ABOUT THIS EXERCISE — Reproduce the data in full, exactly.

RECORDS FOR THIS TASK —
■ ■ ■ ■ ■ ■ ■

PR #192, opened 2016-12-30
Remove deprecated Ember.K

cibernox:
This PR was generated automatically using ember-k-codemod

### DIFF
--- a/addon/components/bs-accordion.js
+++ b/addon/components/bs-accordion.js
@@ -2,7 +2,7 @@ import Ember from 'ember';
 import layout from '../templates/components/bs-accordion';
 import listenTo from '../utils/listen-to-cp';
 
-const { K: noop } = Ember;
+const {} = Ember;
 
 /**
  Bootstrap-style accordion group, with collapsible/expandable items.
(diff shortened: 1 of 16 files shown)


addon/components/bs-accordion.js
```diff
@@ -2,7 +2,7 @@ import Ember from 'ember';
 import layout from '../templates/components/bs-accordion';
 import listenTo from '../utils/listen-to-cp';
 
-const { K: noop } = Ember;
+const {} = Ember;
```
simonihmig: Hey cool, I knew I would have to update things after the RFC was accepted, but you were faster! Thanks! :)

Unfortunately the codemod will leave empty destructuring statements like the above, which causes failing JSHint tests. I can fix that manually, but maybe there is a way to fix that also in the codemod?

cibernox: Interesting. I didn't consider this. Seems that the codemod should be smart enough to do that

cibernox:
@simonihmig I've made another PR with the updated codemod and now empty destructuring is removed. I created another one because actually I do this with a script, that I run agains ALL ember-addons.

■ ■ ■ ■ ■ ■ ■

RESPONSE TO THE TASK —
PR #192, opened 2016-12-30
Remove deprecated Ember.K

cibernox:
This PR was generated automatically using ember-k-codemod

### DIFF
--- a/addon/components/bs-accordion.js
+++ b/addon/components/bs-accordion.js
@@ -2,7 +2,7 @@ import Ember from 'ember';
 import layout from '../templates/components/bs-accordion';
 import listenTo from '../utils/listen-to-cp';
 
-const { K: noop } = Ember;
+const {} = Ember;
 
 /**
  Bootstrap-style accordion group, with collapsible/expandable items.
(diff shortened: 1 of 16 files shown)


addon/components/bs-accordion.js
```diff
@@ -2,7 +2,7 @@ import Ember from 'ember';
 import layout from '../templates/components/bs-accordion';
 import listenTo from '../utils/listen-to-cp';
 
-const { K: noop } = Ember;
+const {} = Ember;
```
simonihmig: Hey cool, I knew I would have to update things after the RFC was accepted, but you were faster! Thanks! :)

Unfortunately the codemod will leave empty destructuring statements like the above, which causes failing JSHint tests. I can fix that manually, but maybe there is a way to fix that also in the codemod?

cibernox: Interesting. I didn't consider this. Seems that the codemod should be smart enough to do that

cibernox:
@simonihmig I've made another PR with the updated codemod and now empty destructuring is removed. I created another one because actually I do this with a script, that I run agains ALL ember-addons.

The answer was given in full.